La lógica aliancista tiene sentido. Con un contrincante tan duro como López Obrador, en tiempos negativamente excepcionales como los de la 4T, es necesario y válido sumar fuerzas opositoras. Si bien es cierto que yo he expresado mi desacuerdo con la alineación del equipo aliado, que ha decidido arriesgarse a jugar con un PRI tan atrapable por la 4T como el de Alito, es ocioso insistir porque obviamente no me harán ningún caso. Ya se conformó el bloque y sus dirigencias buscan un gobierno de coalición, incluyendo las candidaturas al Congreso. Están ocupadas en limar viejas asperezas y amarrar nuevos pactos.

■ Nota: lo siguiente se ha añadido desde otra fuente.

Issue #404, opened 2020-10-02
Was this meant to be max?


chrisroat:
It's still early and I haven't had my coffee, but was this supposed to be max?

https://github.com/rapidsai/dask-cuda/blob/b6cfacc799e03379e1d24a0170b9240716727b01/dask_cuda/cuda_worker.py#L89

jakirkham:
Good question. Probably. @pentschev, do you have thoughts here?

quasiben:
My guess is that this should really be `nthreads=1` -- the general assumption for dask-cuda is 1 process 1 thread 1 GPU

pentschev:
Yeah, I generally agree with @quasiben , perhaps that could change in the future when we use support a per-thread default stream mode.

jakirkham:
Submitted PR ( https://github.com/rapidsai/dask-cuda/pull/405 ) to just make this `1`.

pentschev:
This has been changed in #405, closing.

PR #405, opened 2020-10-02
Set `nthreads` to `1`

jakirkham:
Fixes https://github.com/rapidsai/dask-cuda/issues/404

As we don't really support using multiple threads at this time, just set `nthreads` to `1`. This may change in the future if we support per-thread default stream (PTDS).

### DIFF
--- a/dask_cuda/cuda_worker.py
+++ b/dask_cuda/cuda_worker.py
@@ -2,7 +2,6 @@ from __future__ import absolute_import, division, print_function
 
 import asyncio
 import atexit
-import multiprocessing
 import os
 import warnings
 
@@ -86,7 +85,7 @@ class CUDAWorker:
             nprocs = get_n_gpus()
 
         if not nthreads:
-            nthreads = min(1, multiprocessing.cpu_count() // nprocs)
+            nthreads = 1
 
         memory_limit = parse_memory_limit(memory_limit, nthreads, total_cores=nprocs)
 


pentschev (approved):
LGTM, thanks @jakirkham .

mrocklin:
Ooh, this is the first I'm hearing of the term "per thread default stream",
but that sounds like a really pragmatic policy to me :)

pentschev:
"CUDA 7 introduces a new option, the per-thread default stream, that has two effects. First, it gives each host thread its own default stream. This means that commands issued to the default stream by different host threads can run concurrently. Second, these default streams are regular streams. This means that commands in the default stream may run concurrently with commands in non-default streams."

Source: https://developer.nvidia.com/blog/gpu-pro-tip-cuda-7-streams-simplify-concurrency/

jakirkham:
rerun tests

mrocklin:
Yeah, that's awesome.  I'm curious what benchmarks would look like with
nthreads=2 , just to get some overlap going on.  Anyway, sorry for the
tangent.  I'm sure that this is something that you all have been thinking
about for some time.

pentschev:
We actually need more support in libraries such as cuDF and CuPy first, but that's coming. The dask-cuda part is almost free after that.

chrisroat:
I feel this would slightly more readable if the c'tor default was changed to one.

Another use case for >1 thread is having the extra threads to do CPU tasks.  One could submit a graph with a mix of CPU and GPU work, using worker resources to allow one GPU task per worker.

pentschev:
> I feel this would slightly more readable if the c'tor default was changed to one.

That's a good point, could we do that instead @jakirkham ? That's in fact the behavior in https://github.com/rapidsai/dask-cuda/blob/b6cfacc799e03379e1d24a0170b9240716727b01/dask_cuda/local_cuda_cluster.py#L137 , which seems reasonable to me.

> Another use case for >1 thread is having the extra threads to do CPU tasks. One could submit a graph with a mix of CPU and GPU work, using worker resources to allow one GPU task per worker.

Just to be clear, we don't officially support hybrid GPU/CPU usage of dask-cuda today, but there's no harm in providing this capability IMO.

jakirkham:
Well I guess I'm wondering whether we need this argument at all considering we want it set to `1` and no other value makes sense. Should we just drop it?

pentschev:
> Well I guess I'm wondering whether we need this argument at all considering we want it set to 1 and no other value makes sense. Should we just drop it?

We don't actually need it for our current workflows. However, @chrisroat 's point is that users may want to have multiple threads, it's probably ok to allow them to still use that argument to specify the number of threads they want to use it, even though we won't support hybrid workflows at this time. Also we may have a real use for this in the near future, when we have full support for PTDS, so IMO we should keep it for now.

pentschev:
Failures here are also related to https://github.com/rapidsai/dask-cuda/pull/406#issuecomment-703683511 .

jakirkham:
Though we currently run things on stream `0` and synchronize periodically. I'm not sure one would get much benefit out of multiple threads without PTDS. It's also possible that they would be confused about that lack of performance improvement and raise issues. Seems better IMO to disallow a potentially problematic option and re-enable it in the future when those issues are fixed.

pentschev:
> Though we currently run things on stream 0 and synchronize periodically. I'm not sure one would get much benefit out of multiple threads without PTDS. It's also possible that they would be confused about that lack of performance improvement and raise issues. Seems better IMO to disallow a potentially problematic option and re-enable it in the future when those issues are fixed.

I would then say we should better document that behavior. In either case, it seems like @chrisroat has a specific use case in mind for this, it would be great if you could elaborate on your use case to help us understand what are users really doing with it. We also don't know if anybody else is currently relying on this.

I think @benjha and @jglaser tried playing with the number of threads, could you also provide some information on whether that was useful in your case, just so we have another data point here?

chrisroat:
> Just to be clear, we don't officially support hybrid GPU/CPU usage of dask-cuda today

Ah, I didn't realize that.  I ended up on these threads (pun intendend) because I was planning to to try dask-cuda with multiple threads and 1 GPU.   Currently, I'm using 1 thread per worker with dask-worker, but I was going to experiment with multiple threads -- its possible there would be an efficiency win.

I'm using dask-gateway to create a K8s cluster with 1 GPU per worker.  One of my task graph consists of two consecutive map_overlaps calls, where the 2nd one needs the information from the 1st (essentially neighboring blocks communicate with each other at their borders).  The first map_overlaps uses GPU, where the second one does not.  

I think my use case is covered with standard dask-worker, but I was trying to understand if dask-cuda was a better option.

jakirkham:
My guess is you are probably well served with the normal Dask workers with multiple threads. We do some special setup here when multiple GPUs are involved like initializing the GPUs, setting CPU affinity, configuring memory pools on workers, etc. For a single GPU, my guess is these sorts of things could be done initially before creating the Dask cluster and things would just work. I could be wrong about that though. Would give that a try first and if there are issues report back.

jakirkham:
> Failures here are also related to [#406 (comment)](https://github.com/rapidsai/dask-cuda/pull/406#issuecomment-703683511) .

Have filed as issue ( https://github.com/rapidsai/dask-cuda/issues/407 ).

jakirkham:
Moving to 0.17

pentschev:
Can we add a `--threads-per-worker` argument here instead of hardcoding `1`, @jakirkham ? This is going to be useful as we go through PTDS testing as well. If you don't have the time, I can take this over.

jakirkham:
Agreed. Please feel free to take this over 🙂

pentschev:
I thought it would be easier starting a new PR, so I opened #456 and I'm closing this one. Thanks @jakirkham for the initiative on fixing the behavior of threads per worker. :)

jakirkham:
Makes sense. Thanks for picking this up Peter! 😄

Pero una cosa es construir unidad y otra quedarse en arreglos cupulares. Y es que la principal tara de los partidos de oposición en México es un anacronismo: la mayoría de sus dirigentes soslaya que las elecciones ya no pueden ganarse como antes, que ahora se debe privilegiar la atracción del votante no cautivo. Y atrás de esa negligencia está la creencia inercial de que el elector mexicano es de memoria corta o de indolencia larga y que es posible presentar impresentables y salirse con la suya. No es una idea descabellada, por desgracia, si nos atenemos al hecho de que en los últimos 15 años hubo personajes notoriamente corruptos —varios gobernadores y el anterior presidente, por ejemplo— que conquistaron al electorado y llegaron al poder. No es descabellada pero sí es errónea.
En todo el mundo se hacen coaliciones partidistas, casi todas ideológicamente disímbolas. Y en las sopas de todos los partidos hay moscas —o moscardones— que repelen al comensal ciudadano. La diferencia es que en la política de otros países prevalece el pudor y los bichos se extraen del plato. Más aún, las primeras en pedir ser sacadas son las moscas mismas, que quieren que sus organizaciones ganen la elección. Aquí no. Puesto que se asume que el voto duro partidario se sigue manejando a capricho de los líderes y se imagina que cualquiera puede triunfar con dinero y mercadotecnia, los rostros de la corrupción se ostentan en primerísimo plano, casi con orgullo.
He aquí el problema de fondo de los opositores mexicanos. No ponen suficiente atención al primer filtro, el de las urnas, y priorizan los acuerdos para mantener la cohesión cupular. Sí, ya se sabe que estos acuerdos son muy importantes, pero si cada vez hay menos electores disciplinados que votan por el membrete y más switchers, si falta obediencia y sobra enojo, es aún más importante forjar una candidatura con arrastre. Y esta parece ser la menor de las preocupaciones de las dirigencias aliancistas, que están poniendo la carreta delante de los bueyes. Lo de los impresentables, como la ausencia de una narrativa que atraiga a la mayoría, son consecuencias de la priorización equívoca.
Hago estas reflexiones, desde luego, partiendo de la premisa de que la oposición trabaja para ganar la Presidencia de la República. Porque si son ciertas las sospechas que expresé hace un mes en este espacio (“¿Ya se rindieron?”, 19/04/23) en el sentido de que sus dirigentes se dieron por vencidos, retiro lo dicho en los párrafos anteriores. De ser ese el caso no se trata de anacronías ni inercias ni impudores: se trata de que buscan algo diferente a lo que buscamos quienes porfiamos en la cuarta alternancia.